Well Draft Three finally found its way to the blog, late and uninspiring. For next week, I hope to make an initial round of edits, ones that will result, I foresee, in the excision of the sections on Portugal and California. I hope to read up a bit more on licensing (in general, not with respect to drugs), too.
On the book front, there are three tomes we have been tracking, and two more placed gently into the pile. They are:
(1) The Saloon Problem and Social Reform, by John Marshall Barker, 1905;
(2) Last Call, by Daniel Okrent, 2010;
(3) All or Nothing, by Jessica Warner, 2008;
(4) Addiction: A Disorder of Choice, by Gene M. Heyman, 2009; and,
(5) Carrots and Sticks, by Ian Ayres, 2010.
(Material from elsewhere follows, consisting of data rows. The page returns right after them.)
PR #9471, opened 2025-02-26
feat: add `module._constructorName`

ahabhgk:
## Summary

Add `_constructorName` for module, some plugin need to have different behavior for different kind of module, add `_constructorName` to support that

PS: I'm not sure is there a better solution for this, this PR maybe a temp solution or maybe not, so I use `_constructorName` with `@internal` JSDoc for now

## Checklist

### DIFF
--- a/crates/node_binding/binding.d.ts
+++ b/crates/node_binding/binding.d.ts
@@ -231,6 +231,7 @@ export declare class JsExportsInfo {
 }
 
 export declare class JsModule {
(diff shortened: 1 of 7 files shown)


hardfist (approved):

jerrykingxyz (approved):

ahabhgk:
This need more discussion before merge main, for now keep it in more-js-api-v2 branch only

PR #9475, opened 2025-02-26
feat: compiler.run add options to set modifiedFiles and removedFiles

jerrykingxyz:
## Summary

Rspack `compiler.run` has the same functionality as webpack, the first call will cold start the build, subsequent calls will rebuild using the memory cache. The difference is that Rspack relies on `compiler.modifiedFiles` and `compiler.removedFiles` to invalidate the memory cache.

This PR will add a params to allow user to set `compiler.modifiedFiles` and `compiler.removedFiles` when call run.

## Checklist

### DIFF
--- a/packages/rspack/src/Compiler.ts
+++ b/packages/rspack/src/Compiler.ts
@@ -424,6 +424,7 @@ class Compiler {
 
 	/**
 	 * @param callback - signals when the call finishes
+	 * @param options - additional data like modifiedFiles, removedFiles
 	 */
 	run(
 		callback: liteTapable.Callback<Error, Stats>,
--- a/packages/rspack/src/Compiler.ts
+++ b/packages/rspack/src/Compiler.ts
@@ -425,10 +425,19 @@ class Compiler {
 	/**
 	 * @param callback - signals when the call finishes
 	 */
-	run(callback: liteTapable.Callback<Error, Stats>) {
+	run(
+		callback: liteTapable.Callback<Error, Stats>,
+		options: {
+			modifiedFiles?: ReadonlySet<string>;
+			removedFiles?: ReadonlySet<string>;
+		} = {}
+	) {
 		if (this.running) {
 			return callback(new ConcurrentCompilationError());
 		}
+
+		this.modifiedFiles = options.modifiedFiles;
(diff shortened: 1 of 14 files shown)


packages/rspack/src/Watching.ts
```diff
@@ -261,20 +262,15 @@ export class Watching {
 			this.compiler.contextTimestamps = contextTimeInfoEntries;
 		}
 
-		const modifiedFiles = (this.compiler.modifiedFiles =
-			this.#collectedChangedFiles);
-		const deleteFiles = (this.compiler.removedFiles =
-			this.#collectedRemovedFiles);
+		this.compiler.modifiedFiles = this.#collectedChangedFiles;
```
chenjiahan, line 265: Should we remove `this.compiler.modifiedFiles = this.#collectedChangedFiles`? I guess this is still required for `compiler.watch`

packages/rspack/src/Compiler.ts
```diff
@@ -425,10 +425,19 @@ class Compiler {
...
+		options: {
+			modifiedFiles?: ReadonlySet<string>;
+			removedFiles?: ReadonlySet<string>;
+		} = {}
+	) {
 		if (this.running) {
 			return callback(new ConcurrentCompilationError());
 		}
+
+		this.modifiedFiles = options.modifiedFiles;
```
chenjiahan, line 439: Should we assign `undefined` to `this.modifiedFiles`? 

```suggestion
		if (options.modifiedFiles) {
				this.modifiedFiles = options.modifiedFiles;
		}
```

packages/rspack/src/Compiler.ts
```diff
@@ -425,10 +425,19 @@ class Compiler {
 	/**
 	 * @param callback - signals when the call finishes
 	 */
-	run(callback: liteTapable.Callback<Error, Stats>) {
+	run(
+		callback: liteTapable.Callback<Error, Stats>,
+		options: {
+			modifiedFiles?: ReadonlySet<string>;
```
chenjiahan, line 431: Can we add some JSDoc like `* @param callback - signals when the call finishes`

chenjiahan (approved):

PR #9476, opened 2025-02-26
fix: entry dependency passed to addInclude should be used in module graph

SyMind:
## Summary

fix: entry dependency passed to addInclude should be used in module graph

```
const dependency = EntryPlugin.createDependency(path.resolve(__dirname, "foo.js"));
compilation.addInclude(compiler.context, dependency, {}, () => {
    const module = compilation.moduleGraph.getModule(dependency); // should get the module
});
```

rewrite `Symbol.hasInstance` for `Dependency` class to impl `entryDependency instanceof Dependency`.

## Checklist


crates/node_binding/src/dependencies/entry_dependency.rs
```diff
@@ -0,0 +1,66 @@
+use std::any::TypeId;
+
+use napi::{Either, Env, JsString};
+
+#[napi]
+#[repr(C)]
+pub struct EntryDependency {
+  #[allow(dead_code)]
+  type_id: TypeId,
```
hardfist, line 9: what's this for?

SyMind: napi-rs uses `ValidateNapiValue::validate` to check if the value `napi_unwrap` from JavaScript object is of a specific type. In `ValidateNapiValue::validate`, it calls `napi_get_reference_value` to get the class constructor and `napi_instanceof` to check the type.

This method is slow and can degrade performance. Therefore, we use `#[repr(C)]` to ensure the order of struct fields, and all dependencies include `type_id` as the first field. This way, we can determine the type using a raw pointer.

crates/node_binding/src/dependencies/mod.rs
```diff
@@ -0,0 +1,56 @@
...
+    ))?;
+
+    let type_id = unknown_tagged_object as *const TypeId;
+    if *type_id == TypeId::of::<Dependency>() {
+      let tagged_object = &*(unknown_tagged_object as *mut Dependency);
+      Ok(DependencyObject(Some(tagged_object.dependency_id)))
+    } else if *type_id == TypeId::of::<EntryDependency>() {
+      let tagged_object = &*(unknown_tagged_object as *mut EntryDependency);
+      Ok(DependencyObject(tagged_object.dependency_id))
+    } else {
```
hardfist, line 49: I'm not sure whether we can ensure safety here

hardfist: since we already know this has performance cost, maybe we shouldn't include this optimization in this pr

crates/node_binding/src/dependencies/mod.rs
```diff
@@ -0,0 +1,60 @@
...
+    let js_object = Object::from_napi_value(env, napi_val)?;
+
+    let mut unknown_tagged_object: *mut c_void = ptr::null_mut();
+    check_status!(sys::napi_unwrap(
+      env,
+      js_object.raw(),
+      &mut unknown_tagged_object,
+    ))?;
+
+    let type_id = unknown_tagged_object as *const TypeId;
```
h-a-n-a, line 46: What is the type of `unknown_tagged_object`? Is this safe to cast to `TypeId`?

SyMind: EntryDependency and Dependency all first field is TypeId, and use repr(C)

SyMind: There are comments to explain this.

h-a-n-a: I thought it was `TaggedObject`. Didn't see where it was wrapped with `napi_wrap`.

SyMind: @h-a-n-a In ClassInstrance::to_instance

crates/node_binding/src/dependencies/entry_dependency.rs
hardfist, line 9: what happens if we forget to use repr(c) and add type_id for some dependency? can it be checked in compile time or will cause segfault during runtime?

SyMind: this is a UB. napi-rs currently has same problem. I will fix this problem in napi-rs.

https://github.com/napi-rs/napi-rs/issues/2484

hardfist (approved):

PR #9485, opened 2025-02-27
docs: fix the reference to process asset stages in examples

xbzhang2020:
## Summary

When using process assets examples provided by the document, I encountered the following TS error: **Property 'PROCESS_ASSETS_STAGE_ADDITIONS' does not exist on type 'Compilation'.** 

Actually, asset processing stages are exported by `compiler.webpack.Compilation` instead of `compilation`. See [Webpack docs](https://webpack.js.org/api/compilation-hooks/#processassets).

Screenshot 2025-02-27 at 09 40 21

## Checklist


chenjiahan (approved):
Thank you!

PR #9492, opened 2025-02-27
perf: try reducec jmalloc arena number to 1

stormslowly:
## Checklist


stormslowly:
not so useful

PR #9511, opened 2025-02-28
fix: enhance swc error message

GiveMe-A-Name:
## Summary

With swc_core version upgrades, Swc Wasm plugin maybe have a break change. We should add more detail message help user to select corret plugin version. 

## Checklist

### DIFF
--- a/crates/rspack_loader_swc/src/compiler.rs
+++ b/crates/rspack_loader_swc/src/compiler.rs
@@ -374,7 +374,7 @@ impl SwcCompiler {
         let help_msg = formatdoc!{"
           The version of the SWC Wasm plugin you're using might not be compatible with `builtin:swc-loader`.
           The `swc_core` version of the current `rspack_core` is {swc_core_version}. 
-          Please check the `swc_core` version of SWC Wasm plugin to make sure these versions are within the compatible range.
+          Please visit https://plugins.swc.rs/versions/from-core/{swc_core_version} to verify the swc_core version of the SWC Wasm plugin and ensure it falls within the compatible range.
           See this guide as a reference for selecting SWC Wasm plugin versions: https://rspack.dev/errors/swc-plugin-version"};
         let report: Report = MietteDiagnostic::new(format!("{}{}",error_msg,help_msg)).with_code("Builtin swc-loader error").into();
         Err(report)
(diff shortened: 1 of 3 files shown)


crates/rspack_loader_swc/src/compiler.rs
```diff
@@ -374,7 +374,7 @@ impl SwcCompiler {
         let help_msg = formatdoc!{"
           The version of the SWC Wasm plugin you're using might not be compatible with `builtin:swc-loader`.
           The `swc_core` version of the current `rspack_core` is {swc_core_version}. 
-          Please check the `swc_core` version of SWC Wasm plugin to make sure these versions are within the compatible range.
+          Please visit https://plugins.swc.rs/versions/from-core/{swc_core_version} to verify the `swc_core` version of the SWC Wasm plugin and ensure it falls within the compatible range.
```
h-a-n-a, line 377: Should strip the prefix `=` if available.

GiveMe-A-Name: Done~

crates/rspack_loader_swc/src/compiler.rs
```diff
@@ -370,11 +370,12 @@ impl SwcCompiler {
           None => "unknown error"
         };
         let swc_core_version = env!("RSPACK_SWC_CORE_VERSION");
+        let swc_core_version_strip_prefix = swc_core_version.replace("=", "");
         // FIXME: with_help has bugs, use with_help when diagnostic print is fixed
         let help_msg = formatdoc!{"
           The version of the SWC Wasm plugin you're using might not be compatible with `builtin:swc-loader`.
           The `swc_core` version of the current `rspack_core` is {swc_core_version}. 
-          Please check the `swc_core` version of SWC Wasm plugin to make sure these versions are within the compatible range.
+          Please visit https://plugins.swc.rs/versions/from-core/{swc_core_version_strip_prefix} to verify the `swc_core` version of the SWC Wasm plugin and ensure it falls within the compatible range.
```
chenjiahan, line 378: We have already provided the https://rspack.dev/errors/swc-plugin-version link, and we should avoid adding third-party links to our logs.

GiveMe-A-Name: It's not visualized. User need visit https://rspack.dev/errors/swc-plugin-version then open another link to see this page.

SWC is a third-part lib in rspack, but we are work cooperate closely.

chenjiahan: 1. We cannot guarantee that `https://plugins.swc.rs/versions/from-core/` will still be accessible in several years
2. Not all SWC plugins are listed in the `https://plugins.swc.rs`, when user see the SWC error message, it is possible that he is using an internal plugin or a plugin that is not included.

GiveMe-A-Name: Got it

chenjiahan: If necessary we can add more details or guide to https://rspack.dev/errors/swc-plugin-version 😄

PR #9526, opened 2025-03-03
fix(html): include `innerHTML` content in rendered asset tags

faultyserver:
## Summary

I was trying to implement an `HtmlRspackPlugin` addition using the `alterAssetTags` hook, and for my use case I needed to set `innerHTML` on the generated tag (to get something like `<script>console.log("Hello")</script>`). After a lot of confusion about why things weren't showing up as I expected and instead got empty tags, I went to look at the implementation and found that [`HtmlPluginTag` was always setting `children` to an empty vector](https://github.com/web-infra-dev/rspack/blob/39f2bfba38266f72ea9e2dcdaacffe5a23cc322f/crates/rspack_plugin_html/src/tag.rs#L282).

This PR fixes that to render the `innerHTML` property of the tag there as a plain `Text` node if it's present. I also tried to add an end to end test for this, but wasn't able to get them running locally immediately, so hopefully CI will indicate if it's correct, otherwise I'll get them set up and running to try it out.

## Checklist

### DIFF
--- a/crates/rspack_plugin_html/src/tag.rs
+++ b/crates/rspack_plugin_html/src/tag.rs
@@ -8,7 +8,7 @@ use serde::{
   Deserialize, Deserializer, Serialize, Serializer,
 };
 use swc_core::{atoms::Atom, common::DUMMY_SP};
-use swc_html::ast::{Attribute, Element, Namespace};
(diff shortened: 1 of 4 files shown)


LingyuCoder (approved):
LGTM, thanks

PR #9533, opened 2025-03-03
feat(memory-allocator): use mimalloc-v3 on macOS and bump mimalloc to v2.1.7 on other platforms

h-a-n-a:
## Summary

1. Bumped mimalloc to v3 for macOS. 

According to my [investigation](https://github.com/microsoft/mimalloc/issues/1025#issuecomment-2693504806), although memory is still growing, upgrading mimalloc to v3 will greatly mitigate the memory bloating issue in development mode. That is to say, memory growing is slower than it was on mimalloc-v2 for each time the compiler rebuilds:

**With mimalloc dev3-bin:**
```
hyperfine --warmup 2 --runs 5 './target/release/mimalloc-test'
Benchmark 1: ./target/release/mimalloc-test
  Time (mean ± σ):      9.230 s ±  0.157 s    [User: 28.923 s, System: 13.791 s]
  Range (min … max):    9.052 s …  9.450 s    5 runs
```

**With mimalloc dev2-bin (rspack main):**
```
hyperfine --warmup 2 --runs 5 './target/release/mimalloc-test'
Benchmark 1: ./target/release/mimalloc-test
  Time (mean ± σ):      9.360 s ±  0.126 s    [User: 29.537 s, System: 14.543 s]
  Range (min … max):    9.216 s …  9.525 s    5 runs
```

Case: building 10000 modules and rebuild 10 times, for each time a new `console.log` will be written to the entry module.

2. Bumped mimalloc to v2.1.7 for non-macOS platforms.

This is the latest version of mimalloc-v2. We don't want to rollout too much change at once. So we're staying at v2 at least for now.

## Checklist

### DIFF
--- a/Cargo.lock
+++ b/Cargo.lock
@@ -2683,16 +2683,6 @@ dependencies = [
 ]
 
 [[package]]
-name = "libmimalloc-sys-rspack"
-version = "0.1.40"
-source = "registry+https://github.com/rust-lang/crates.io-index"
-checksum = "a7997f74815cc4b73f7b1897f13aed74d8ea49e7d86192d9c08779edfc9e1d9f"
-dependencies = [
- "cc",
- "libc",
-]
-
-[[package]]
 name = "libredox"
 version = "0.1.3"
 source = "registry+https://github.com/rust-lang/crates.io-index"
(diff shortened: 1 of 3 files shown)


chenjiahan (dismissed):

h-a-n-a:
Downgrade mimalloc v2.1.9 to v2.1.7 as windows not being able to compile.

chenjiahan (approved):

Issue #7608, opened 2024-08-19
[Feature]: builtin-lightningcss-loader 如何 支持 visitor 选项


ckken:
### What problem does this feature solve?

https://rspack.dev/zh/guide/features/builtin-lightningcss-loader#options
https://lightningcss.dev/transforms.html

### What does the proposed API of configuration look like?

LightningcssLoaderOptions 增加 visitor

JSerFeng:
It's cool but not that much high priority for us at present, and if using JavaScript `visitor`, there will be interop between Rust and JavaScript, so the performance gain of builtin-loader is gone, in this case you can try calling lightningcss-node binding yourself, or you can try [this loader](https://github.com/fz6m/lightningcss-loader) from community

We will support visitors in the future, but still, not high priority for us at present, of course we are happy to help if you are willing to contribute for this feature

ckken:
Without visitor, from a business perspective, built-in functions are useless, such as px to vw, etc.

ckken:
https://empjs.dev/plugin/tool/plugin-lightningcss.html

JSerFeng:
bump

ckken:
请问 这个有进度吗

GiveMe-A-Name:
No progress temporarily, we will do this in two week recently.

sowtame:
> No progress temporarily, we will do this in two week recently.

Really looking forward

sowtame:
guys, if there's any news on this feature, we have 80 percent of the build taken up by postcss plugins on our project, we want to switch to lightningcss.
Sincerely, a dedicated rspack user

sowtame:
bump

hardfist:
consider visitor will cause lots of rust <-> js commutation which will make builtin-lightningcss-loader slow, we suggest use the js version of lightningcss-loader instead if you want to use lightningcss with visitor

ckken:
与其放个半成品进去，真心建议把内置的删了！

PR #10884, opened 2025-07-03
perf: remove visitor feature of lightningcss

hardfist:
## Summary

it seems visitor feature is used for js visitor api which we don't use 
## Checklist


ckken:
https://github.com/web-infra-dev/rspack/issues/7608 感觉看到进度又破灭了～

The good news is that the Warner book has been completed. For the others, well, the news is not so good; here's where things now stand, in terms of pages read: Barker, 78 out of 212, up from 64; Okrent, 56 out of 469 (up from 46), with the skip-ahead portion extended by two pages to pages 310 to 388; Heyman, 12 out of 200; and Ayres, 14 out of 218. Okrent is great fun, and in the most recent part gave some background on the Committee of Fifty -- I read one of their books as a component of the Five Drafts project. I am thinking of dropping the saloon book from my already circumscribed ambitions. Onwards, otherwise.